[What is being asked]
Tally up the lines below with "since" in them. Answer with the number only.

*** Information Section Begins ***

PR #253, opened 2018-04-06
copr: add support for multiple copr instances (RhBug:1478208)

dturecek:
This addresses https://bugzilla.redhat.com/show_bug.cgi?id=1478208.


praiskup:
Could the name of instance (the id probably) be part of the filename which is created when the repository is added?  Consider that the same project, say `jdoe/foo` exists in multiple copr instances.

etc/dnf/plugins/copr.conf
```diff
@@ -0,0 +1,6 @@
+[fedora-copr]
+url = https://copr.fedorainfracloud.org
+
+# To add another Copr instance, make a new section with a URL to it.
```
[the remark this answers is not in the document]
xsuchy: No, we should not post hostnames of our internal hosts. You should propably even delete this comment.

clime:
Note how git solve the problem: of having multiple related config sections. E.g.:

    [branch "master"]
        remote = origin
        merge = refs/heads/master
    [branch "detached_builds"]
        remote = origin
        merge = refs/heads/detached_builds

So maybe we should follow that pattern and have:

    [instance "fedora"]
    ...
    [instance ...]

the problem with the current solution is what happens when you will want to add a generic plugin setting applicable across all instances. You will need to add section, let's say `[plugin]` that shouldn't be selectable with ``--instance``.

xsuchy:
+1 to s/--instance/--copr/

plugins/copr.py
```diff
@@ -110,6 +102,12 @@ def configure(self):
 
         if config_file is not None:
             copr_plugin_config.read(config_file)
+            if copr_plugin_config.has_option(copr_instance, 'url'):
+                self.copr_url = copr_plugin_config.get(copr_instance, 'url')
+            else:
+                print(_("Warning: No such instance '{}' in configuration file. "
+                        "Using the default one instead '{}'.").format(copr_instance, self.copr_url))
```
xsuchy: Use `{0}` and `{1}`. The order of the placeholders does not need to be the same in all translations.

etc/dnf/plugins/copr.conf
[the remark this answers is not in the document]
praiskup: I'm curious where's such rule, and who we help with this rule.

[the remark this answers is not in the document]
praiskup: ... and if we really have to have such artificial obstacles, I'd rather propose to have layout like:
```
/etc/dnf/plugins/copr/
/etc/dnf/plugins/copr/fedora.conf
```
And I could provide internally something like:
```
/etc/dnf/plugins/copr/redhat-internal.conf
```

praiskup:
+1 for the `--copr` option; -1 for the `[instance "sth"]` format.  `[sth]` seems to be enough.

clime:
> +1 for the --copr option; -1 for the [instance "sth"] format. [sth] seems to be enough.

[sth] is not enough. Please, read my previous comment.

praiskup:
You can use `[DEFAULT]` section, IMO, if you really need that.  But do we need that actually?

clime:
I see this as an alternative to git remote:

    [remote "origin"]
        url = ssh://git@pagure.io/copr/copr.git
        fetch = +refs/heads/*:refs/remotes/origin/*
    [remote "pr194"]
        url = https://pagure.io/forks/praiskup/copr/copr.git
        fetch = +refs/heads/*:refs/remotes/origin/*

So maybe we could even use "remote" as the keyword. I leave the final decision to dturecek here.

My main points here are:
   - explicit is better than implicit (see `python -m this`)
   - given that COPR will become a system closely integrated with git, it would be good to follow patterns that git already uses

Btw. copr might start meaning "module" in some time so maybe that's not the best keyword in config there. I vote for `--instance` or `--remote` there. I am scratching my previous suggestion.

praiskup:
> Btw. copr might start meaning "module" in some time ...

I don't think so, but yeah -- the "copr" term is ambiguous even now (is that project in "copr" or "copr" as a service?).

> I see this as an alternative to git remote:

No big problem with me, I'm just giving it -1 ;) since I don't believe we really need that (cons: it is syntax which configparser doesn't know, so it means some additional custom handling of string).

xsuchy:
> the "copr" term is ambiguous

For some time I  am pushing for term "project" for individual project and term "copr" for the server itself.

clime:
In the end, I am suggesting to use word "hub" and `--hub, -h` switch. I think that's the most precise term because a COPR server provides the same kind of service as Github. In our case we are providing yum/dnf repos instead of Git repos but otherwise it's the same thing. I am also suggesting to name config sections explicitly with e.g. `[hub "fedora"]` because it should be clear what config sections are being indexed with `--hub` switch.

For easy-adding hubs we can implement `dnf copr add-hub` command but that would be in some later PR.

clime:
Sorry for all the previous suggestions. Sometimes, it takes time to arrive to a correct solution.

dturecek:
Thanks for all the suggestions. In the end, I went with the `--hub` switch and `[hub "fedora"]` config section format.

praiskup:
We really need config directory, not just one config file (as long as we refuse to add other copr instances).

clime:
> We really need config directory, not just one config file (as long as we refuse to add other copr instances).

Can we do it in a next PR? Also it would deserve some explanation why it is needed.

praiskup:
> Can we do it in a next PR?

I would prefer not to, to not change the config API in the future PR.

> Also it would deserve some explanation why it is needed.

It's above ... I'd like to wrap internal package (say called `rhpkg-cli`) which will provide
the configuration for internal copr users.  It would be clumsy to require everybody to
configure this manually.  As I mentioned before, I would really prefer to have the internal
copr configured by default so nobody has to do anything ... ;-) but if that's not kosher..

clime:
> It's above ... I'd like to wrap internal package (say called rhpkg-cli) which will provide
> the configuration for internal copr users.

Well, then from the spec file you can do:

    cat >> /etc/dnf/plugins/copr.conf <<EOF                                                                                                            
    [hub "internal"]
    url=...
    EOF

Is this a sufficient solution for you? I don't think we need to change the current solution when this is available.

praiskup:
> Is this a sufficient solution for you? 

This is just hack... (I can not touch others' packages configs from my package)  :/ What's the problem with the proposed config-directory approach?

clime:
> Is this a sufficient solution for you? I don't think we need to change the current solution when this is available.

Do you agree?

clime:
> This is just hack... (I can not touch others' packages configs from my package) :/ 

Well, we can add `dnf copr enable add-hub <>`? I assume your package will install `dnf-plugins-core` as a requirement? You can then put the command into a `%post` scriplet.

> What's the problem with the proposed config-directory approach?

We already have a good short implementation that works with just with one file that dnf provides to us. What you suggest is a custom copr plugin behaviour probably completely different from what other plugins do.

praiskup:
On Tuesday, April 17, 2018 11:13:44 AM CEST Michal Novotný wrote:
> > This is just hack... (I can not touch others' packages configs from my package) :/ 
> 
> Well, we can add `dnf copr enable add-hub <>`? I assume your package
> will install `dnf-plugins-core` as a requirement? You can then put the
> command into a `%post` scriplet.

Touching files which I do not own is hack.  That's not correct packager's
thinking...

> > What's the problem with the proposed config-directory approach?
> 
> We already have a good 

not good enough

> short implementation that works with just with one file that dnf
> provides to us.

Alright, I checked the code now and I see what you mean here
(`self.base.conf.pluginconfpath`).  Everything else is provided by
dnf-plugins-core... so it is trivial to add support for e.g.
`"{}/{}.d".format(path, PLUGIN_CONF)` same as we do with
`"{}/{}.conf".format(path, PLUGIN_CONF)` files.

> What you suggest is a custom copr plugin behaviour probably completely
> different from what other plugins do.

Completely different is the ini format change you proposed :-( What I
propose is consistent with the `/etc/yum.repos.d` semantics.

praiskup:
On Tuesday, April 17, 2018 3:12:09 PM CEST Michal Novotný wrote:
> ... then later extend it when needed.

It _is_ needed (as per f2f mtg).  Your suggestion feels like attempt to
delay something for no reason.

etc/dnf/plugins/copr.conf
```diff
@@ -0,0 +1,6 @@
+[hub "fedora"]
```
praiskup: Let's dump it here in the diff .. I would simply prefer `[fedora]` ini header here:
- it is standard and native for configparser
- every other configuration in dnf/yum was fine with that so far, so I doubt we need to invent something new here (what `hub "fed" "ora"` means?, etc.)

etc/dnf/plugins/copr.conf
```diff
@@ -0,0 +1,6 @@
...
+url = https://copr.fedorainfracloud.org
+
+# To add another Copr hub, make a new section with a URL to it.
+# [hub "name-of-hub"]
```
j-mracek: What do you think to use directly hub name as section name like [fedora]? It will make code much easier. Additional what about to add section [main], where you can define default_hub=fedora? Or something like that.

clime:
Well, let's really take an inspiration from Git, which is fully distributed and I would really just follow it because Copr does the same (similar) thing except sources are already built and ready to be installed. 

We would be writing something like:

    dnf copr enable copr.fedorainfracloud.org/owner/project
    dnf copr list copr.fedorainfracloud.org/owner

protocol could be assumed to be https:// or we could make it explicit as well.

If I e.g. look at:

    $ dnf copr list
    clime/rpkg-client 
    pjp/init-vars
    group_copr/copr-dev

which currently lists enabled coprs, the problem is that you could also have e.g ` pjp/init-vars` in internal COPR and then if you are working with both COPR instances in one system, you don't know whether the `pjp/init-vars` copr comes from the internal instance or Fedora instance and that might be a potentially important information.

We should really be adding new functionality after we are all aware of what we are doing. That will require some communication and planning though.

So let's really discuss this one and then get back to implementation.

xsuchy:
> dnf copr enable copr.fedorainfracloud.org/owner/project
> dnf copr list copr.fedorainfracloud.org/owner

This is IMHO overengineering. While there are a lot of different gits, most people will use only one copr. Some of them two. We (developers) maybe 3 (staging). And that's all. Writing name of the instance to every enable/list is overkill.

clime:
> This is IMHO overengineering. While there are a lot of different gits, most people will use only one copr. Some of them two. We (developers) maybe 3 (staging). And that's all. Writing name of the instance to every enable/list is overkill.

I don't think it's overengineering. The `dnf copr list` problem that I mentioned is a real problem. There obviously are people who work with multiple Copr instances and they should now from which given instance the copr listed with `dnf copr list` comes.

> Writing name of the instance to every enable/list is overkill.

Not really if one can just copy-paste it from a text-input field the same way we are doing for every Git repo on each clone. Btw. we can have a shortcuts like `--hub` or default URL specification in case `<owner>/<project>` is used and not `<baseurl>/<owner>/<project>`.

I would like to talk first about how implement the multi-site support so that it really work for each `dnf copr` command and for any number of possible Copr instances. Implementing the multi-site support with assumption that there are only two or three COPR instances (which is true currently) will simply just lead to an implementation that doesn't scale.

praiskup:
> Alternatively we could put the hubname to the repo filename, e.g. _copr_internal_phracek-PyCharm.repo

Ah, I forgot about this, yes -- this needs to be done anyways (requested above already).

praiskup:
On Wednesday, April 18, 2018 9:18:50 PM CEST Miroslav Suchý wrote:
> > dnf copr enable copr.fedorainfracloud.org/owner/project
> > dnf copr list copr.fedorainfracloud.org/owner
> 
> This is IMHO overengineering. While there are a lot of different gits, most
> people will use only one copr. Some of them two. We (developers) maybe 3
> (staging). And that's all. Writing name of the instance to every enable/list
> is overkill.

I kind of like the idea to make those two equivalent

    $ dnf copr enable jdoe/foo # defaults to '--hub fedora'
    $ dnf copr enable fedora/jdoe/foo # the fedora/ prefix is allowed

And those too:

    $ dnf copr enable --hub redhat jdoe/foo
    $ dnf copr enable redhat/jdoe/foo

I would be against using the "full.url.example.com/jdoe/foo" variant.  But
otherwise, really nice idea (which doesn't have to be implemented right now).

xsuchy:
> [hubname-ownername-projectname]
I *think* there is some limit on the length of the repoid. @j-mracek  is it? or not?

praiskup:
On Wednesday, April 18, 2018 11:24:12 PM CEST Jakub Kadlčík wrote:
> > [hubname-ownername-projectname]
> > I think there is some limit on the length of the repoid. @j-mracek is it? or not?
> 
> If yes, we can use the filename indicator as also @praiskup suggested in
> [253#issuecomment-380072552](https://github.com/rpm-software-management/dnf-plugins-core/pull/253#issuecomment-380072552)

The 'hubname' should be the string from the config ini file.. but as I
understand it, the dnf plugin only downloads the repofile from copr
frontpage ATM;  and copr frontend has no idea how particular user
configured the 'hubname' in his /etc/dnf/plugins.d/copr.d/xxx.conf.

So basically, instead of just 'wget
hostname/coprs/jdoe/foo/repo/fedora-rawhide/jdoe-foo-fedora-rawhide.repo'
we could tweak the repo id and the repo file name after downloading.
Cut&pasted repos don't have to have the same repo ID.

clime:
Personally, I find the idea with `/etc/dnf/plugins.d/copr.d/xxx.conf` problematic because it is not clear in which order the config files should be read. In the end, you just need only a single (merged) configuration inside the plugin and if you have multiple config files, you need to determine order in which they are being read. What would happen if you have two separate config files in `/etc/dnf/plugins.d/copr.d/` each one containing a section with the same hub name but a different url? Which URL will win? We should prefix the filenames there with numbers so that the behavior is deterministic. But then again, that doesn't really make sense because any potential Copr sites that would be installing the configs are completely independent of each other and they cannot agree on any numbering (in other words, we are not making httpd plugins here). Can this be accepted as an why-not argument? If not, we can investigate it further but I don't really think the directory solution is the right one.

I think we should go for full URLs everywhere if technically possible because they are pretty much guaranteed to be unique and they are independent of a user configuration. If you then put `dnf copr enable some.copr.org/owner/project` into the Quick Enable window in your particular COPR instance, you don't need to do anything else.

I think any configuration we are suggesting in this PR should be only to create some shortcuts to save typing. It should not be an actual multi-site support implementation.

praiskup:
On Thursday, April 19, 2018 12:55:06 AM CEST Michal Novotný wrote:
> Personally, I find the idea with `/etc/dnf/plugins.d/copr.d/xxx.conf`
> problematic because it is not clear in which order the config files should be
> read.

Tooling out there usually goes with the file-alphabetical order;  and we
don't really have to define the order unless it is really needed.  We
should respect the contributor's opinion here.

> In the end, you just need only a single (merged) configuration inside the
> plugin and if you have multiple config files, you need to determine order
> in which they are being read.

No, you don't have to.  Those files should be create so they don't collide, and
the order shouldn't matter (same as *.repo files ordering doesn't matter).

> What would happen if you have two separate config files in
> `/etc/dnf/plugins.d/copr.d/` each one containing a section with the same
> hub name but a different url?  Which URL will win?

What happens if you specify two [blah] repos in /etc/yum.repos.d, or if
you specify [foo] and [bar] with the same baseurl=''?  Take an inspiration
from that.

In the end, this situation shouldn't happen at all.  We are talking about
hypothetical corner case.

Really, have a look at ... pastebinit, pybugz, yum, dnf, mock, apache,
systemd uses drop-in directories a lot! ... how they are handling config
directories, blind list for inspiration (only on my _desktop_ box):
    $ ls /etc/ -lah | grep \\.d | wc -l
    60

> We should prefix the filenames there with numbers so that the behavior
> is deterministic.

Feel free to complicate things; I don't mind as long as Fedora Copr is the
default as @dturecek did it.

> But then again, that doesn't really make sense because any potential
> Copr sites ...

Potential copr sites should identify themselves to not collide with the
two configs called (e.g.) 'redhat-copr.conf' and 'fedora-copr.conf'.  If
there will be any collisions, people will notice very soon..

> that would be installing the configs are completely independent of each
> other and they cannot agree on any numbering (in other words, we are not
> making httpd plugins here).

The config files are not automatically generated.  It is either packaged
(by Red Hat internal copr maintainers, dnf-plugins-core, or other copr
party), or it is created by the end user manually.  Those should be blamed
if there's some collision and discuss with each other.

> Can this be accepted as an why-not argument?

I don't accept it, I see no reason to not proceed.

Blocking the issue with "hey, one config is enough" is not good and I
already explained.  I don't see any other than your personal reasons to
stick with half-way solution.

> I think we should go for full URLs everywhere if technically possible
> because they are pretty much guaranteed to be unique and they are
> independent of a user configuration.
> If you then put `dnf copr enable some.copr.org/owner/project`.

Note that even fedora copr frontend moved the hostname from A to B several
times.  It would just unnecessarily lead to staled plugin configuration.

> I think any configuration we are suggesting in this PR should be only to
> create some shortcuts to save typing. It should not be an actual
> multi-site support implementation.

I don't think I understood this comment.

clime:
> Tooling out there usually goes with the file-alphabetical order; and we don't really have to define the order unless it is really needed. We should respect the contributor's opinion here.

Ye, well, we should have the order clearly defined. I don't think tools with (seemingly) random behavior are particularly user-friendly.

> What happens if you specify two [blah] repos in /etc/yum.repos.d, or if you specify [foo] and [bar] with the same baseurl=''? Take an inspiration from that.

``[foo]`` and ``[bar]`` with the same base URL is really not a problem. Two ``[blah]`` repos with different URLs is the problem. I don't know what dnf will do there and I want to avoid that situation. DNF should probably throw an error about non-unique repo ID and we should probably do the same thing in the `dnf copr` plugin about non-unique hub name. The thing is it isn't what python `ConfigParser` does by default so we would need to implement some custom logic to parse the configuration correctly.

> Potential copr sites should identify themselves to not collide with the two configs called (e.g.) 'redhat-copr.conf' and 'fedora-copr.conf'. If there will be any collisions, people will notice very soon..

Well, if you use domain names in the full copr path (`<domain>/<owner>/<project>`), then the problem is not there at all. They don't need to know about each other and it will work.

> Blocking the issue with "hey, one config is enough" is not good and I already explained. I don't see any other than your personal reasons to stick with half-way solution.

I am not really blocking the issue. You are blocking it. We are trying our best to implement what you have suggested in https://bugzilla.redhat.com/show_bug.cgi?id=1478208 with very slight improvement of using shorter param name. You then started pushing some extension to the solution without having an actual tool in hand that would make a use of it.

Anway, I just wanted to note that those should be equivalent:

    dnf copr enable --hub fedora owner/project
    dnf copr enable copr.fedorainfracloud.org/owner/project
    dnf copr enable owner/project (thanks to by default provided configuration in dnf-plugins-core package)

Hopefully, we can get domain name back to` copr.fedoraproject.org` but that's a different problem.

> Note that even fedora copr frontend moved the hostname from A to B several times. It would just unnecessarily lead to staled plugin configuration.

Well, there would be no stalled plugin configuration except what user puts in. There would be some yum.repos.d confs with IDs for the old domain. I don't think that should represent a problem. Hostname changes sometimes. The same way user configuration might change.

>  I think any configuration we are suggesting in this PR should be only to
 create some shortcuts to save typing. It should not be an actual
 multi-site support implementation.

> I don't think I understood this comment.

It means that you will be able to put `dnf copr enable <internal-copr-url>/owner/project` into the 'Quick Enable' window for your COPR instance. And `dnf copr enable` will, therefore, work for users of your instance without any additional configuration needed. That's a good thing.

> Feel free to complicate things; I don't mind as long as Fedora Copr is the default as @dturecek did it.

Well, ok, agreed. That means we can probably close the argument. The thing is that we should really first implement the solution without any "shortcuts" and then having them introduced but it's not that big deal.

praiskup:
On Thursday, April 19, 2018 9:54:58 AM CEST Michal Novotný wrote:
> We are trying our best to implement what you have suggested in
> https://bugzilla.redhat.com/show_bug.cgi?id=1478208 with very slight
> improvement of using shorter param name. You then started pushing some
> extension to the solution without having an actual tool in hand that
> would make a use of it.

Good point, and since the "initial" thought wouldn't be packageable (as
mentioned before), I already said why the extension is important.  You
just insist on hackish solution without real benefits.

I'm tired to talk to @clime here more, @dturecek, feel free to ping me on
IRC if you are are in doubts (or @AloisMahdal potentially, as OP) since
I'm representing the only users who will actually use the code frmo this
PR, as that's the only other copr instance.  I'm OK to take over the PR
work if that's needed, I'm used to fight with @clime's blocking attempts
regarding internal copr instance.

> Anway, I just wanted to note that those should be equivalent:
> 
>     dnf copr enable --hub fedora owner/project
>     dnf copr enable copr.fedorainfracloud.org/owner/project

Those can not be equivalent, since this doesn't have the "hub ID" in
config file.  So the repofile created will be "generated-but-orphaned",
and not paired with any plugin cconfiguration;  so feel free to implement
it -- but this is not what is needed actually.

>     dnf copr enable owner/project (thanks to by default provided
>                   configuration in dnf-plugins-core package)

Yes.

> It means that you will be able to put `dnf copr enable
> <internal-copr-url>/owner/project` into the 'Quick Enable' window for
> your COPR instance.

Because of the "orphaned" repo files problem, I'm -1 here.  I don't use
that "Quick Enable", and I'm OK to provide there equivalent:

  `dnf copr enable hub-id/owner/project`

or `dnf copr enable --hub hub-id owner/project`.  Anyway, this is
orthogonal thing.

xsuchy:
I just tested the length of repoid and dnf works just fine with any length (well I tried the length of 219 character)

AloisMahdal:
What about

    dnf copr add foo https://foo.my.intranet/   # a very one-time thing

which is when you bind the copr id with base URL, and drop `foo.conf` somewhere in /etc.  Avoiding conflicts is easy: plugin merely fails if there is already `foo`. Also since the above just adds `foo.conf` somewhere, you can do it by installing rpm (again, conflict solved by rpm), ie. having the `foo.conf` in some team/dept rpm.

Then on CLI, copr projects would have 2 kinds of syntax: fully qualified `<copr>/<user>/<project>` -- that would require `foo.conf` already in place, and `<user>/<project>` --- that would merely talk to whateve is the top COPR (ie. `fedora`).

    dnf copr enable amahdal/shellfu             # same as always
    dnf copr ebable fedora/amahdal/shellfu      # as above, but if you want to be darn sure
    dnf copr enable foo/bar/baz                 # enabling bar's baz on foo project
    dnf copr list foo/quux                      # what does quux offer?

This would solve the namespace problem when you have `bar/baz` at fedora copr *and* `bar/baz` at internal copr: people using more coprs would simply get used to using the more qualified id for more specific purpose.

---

*** Information Section Ends ***

[Answer to this task]
5